*To do:*
Copy verbatim the material from its first line to the line that holds "Currently, a single", including that line.

*Material to process:*
——
PR #10526, opened 2023-05-03
trace: add OTEL initialization

milas:
**What I did**
This is a bunch of OTEL initialization code. It's all in `internal/` because there are re-usable parts here, but Compose isn't the right spot. Once we've stabilized the interfaces a bit and the need arises, we can move it to a separate module.

Currently, a single span is produced to wrap the root Compose command.

Compose will respect the standard OTEL environment variables as well as OTEL metadata from the Docker context. Both can be used simultaneously. The latter is intended for local system integration and is restricted to Unix sockets / named pipes.

None of this is enabled by default. It requires setting the `COMPOSE_EXPERIMENTAL_OTEL=1` environment variable to gate it during development.

grey fox

### DIFF
--- a/cmd/main.go
+++ b/cmd/main.go
@@ -17,23 +17,33 @@
 package main
 
 import (
+	"context"
 	"os"
+	"time"
 
 	dockercli "github.com/docker/cli/cli"
 	"github.com/docker/cli/cli-plugins/manager"
 	"github.com/docker/cli/cli-plugins/plugin"
 	"github.com/docker/cli/cli/command"
+	"github.com/pkg/errors"
 	"github.com/spf13/cobra"
+	"go.opentelemetry.io/otel/attribute"
+	"go.opentelemetry.io/otel/codes"
+	"go.opentelemetry.io/otel/trace"
 
 	"github.com/docker/compose/v2/cmd/compatibility"
 	commands "github.com/docker/compose/v2/cmd/compose"
 	"github.com/docker/compose/v2/internal"
+	"github.com/docker/compose/v2/internal/tracing"
 	"github.com/docker/compose/v2/pkg/api"
 	"github.com/docker/compose/v2/pkg/compose"
 )
 
 func pluginMain() {
 	plugin.Run(func(dockerCli command.Cli) *cobra.Command {
+		var tracingShutdown tracing.ShutdownFunc
+		var cmdSpan trace.Span
+
 		serviceProxy := api.NewServiceProxy().WithService(compose.NewComposeService(dockerCli))
 		cmd := commands.RootCommand(dockerCli, serviceProxy)
 		originalPreRun := cmd.PersistentPreRunE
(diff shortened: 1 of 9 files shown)


internal/tracing/conn_unix.go
```diff
@@ -0,0 +1,26 @@
...
+	"context"
+	"fmt"
+	"net"
+	"strings"
+	"syscall"
+)
+
+const maxUnixSocketPathSize = len(syscall.RawSockaddrUnix{}.Path)
+
+func DialInMemory(ctx context.Context, addr string) (net.Conn, error) {
```
milas, line 13: @thaJeztah I was thinking of PRing this to `docker/go-connections` later. Thoughts? It's inspired by the `InmemSocket` there

ndeloof (approved):

internal/tracing/conn_unix.go
thaJeztah: @milas hmm. need to think about this; honest answer;

- there's an issue with the latest (main) version of `go-connections` that we still need to sort out (moby started failing when we tried to update it to latest)
- there's been some discussion about that repository (mainly around the TLS config specified in that repository, but also because it became a bit of a grab-bag of utilities that are not very related), and we need to re-think if we want to preserve it.


I wonder if we should have something like https://github.com/docker/go-metrics (either to provide abstractions, or to have a shared implementation for some of this).

(all just quick blurbs from my side! haven't dug in deep into all of this, but perhaps something we should discuss with more people)

internal/tracing/conn_windows.go
```diff
@@ -0,0 +1,14 @@
...
+	"context"
+	"net"
+	"time"
+
+	"github.com/Microsoft/go-winio"
+)
+
+func DialInMemory(ctx context.Context, addr string) (net.Conn, error) {
+	timeout := 1 * time.Second
+	return winio.DialPipeContext(ctx, addr, &timeout)
```
glours, line 13: Looks like CI complains about the timeout attribute (cf : https://github.com/docker/compose/actions/runs/4877301442/jobs/8737538726#step:6:322)

glours (commented):
Most of the new files need the Copyright header. 
e2e tests checking the console output seem to not be happy, maybe there is a trailing character added by the otel configuration? 🤔

internal/tracing/conn_unix.go
milas: Ahhh sorry, I should have clarified -- I was only referring to the `DialInMemory` function - the way that library is structured right now, you can:
 * create a listener type that works across OSes (impls behind build tags)
 * configure an HTTP transport across OSes
But it doesn't expose a function to create a platform-agnostic in-memory `net.Conn` directly


(That said, yes -- the rest of the observability pieces should be shared! I purposefully put this in `internal/tracing` so it _cannot_ become a dependency elsewhere & it doesn't depend on anything in the rest of the Compose code base. Will spin it out into its own repo/module later)

cmd/main.go
```diff
@@ -17,35 +17,88 @@
...
+		originalPersistentPostRunE := cmd.PersistentPostRunE
+		cmd.PersistentPostRunE = func(cmd *cobra.Command, args []string) (err error) {
+			defer func() {
+				if cmdSpan != nil {
+					if err != nil && !errors.Is(err, context.Canceled) {
+						cmdSpan.SetStatus(codes.Error, "CLI command returned error")
+						cmdSpan.RecordError(err)
+					}
+					cmdSpan.End()
+					fmt.Println("span end")
```
rumpl, line 89: We can safely remove this :)

glours (approved):
LGTM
——
*Expected answer:*
PR #10526, opened 2023-05-03
trace: add OTEL initialization

milas:
**What I did**
This is a bunch of OTEL initialization code. It's all in `internal/` because there are re-usable parts here, but Compose isn't the right spot. Once we've stabilized the interfaces a bit and the need arises, we can move it to a separate module.

Currently, a single span is produced to wrap the root Compose command.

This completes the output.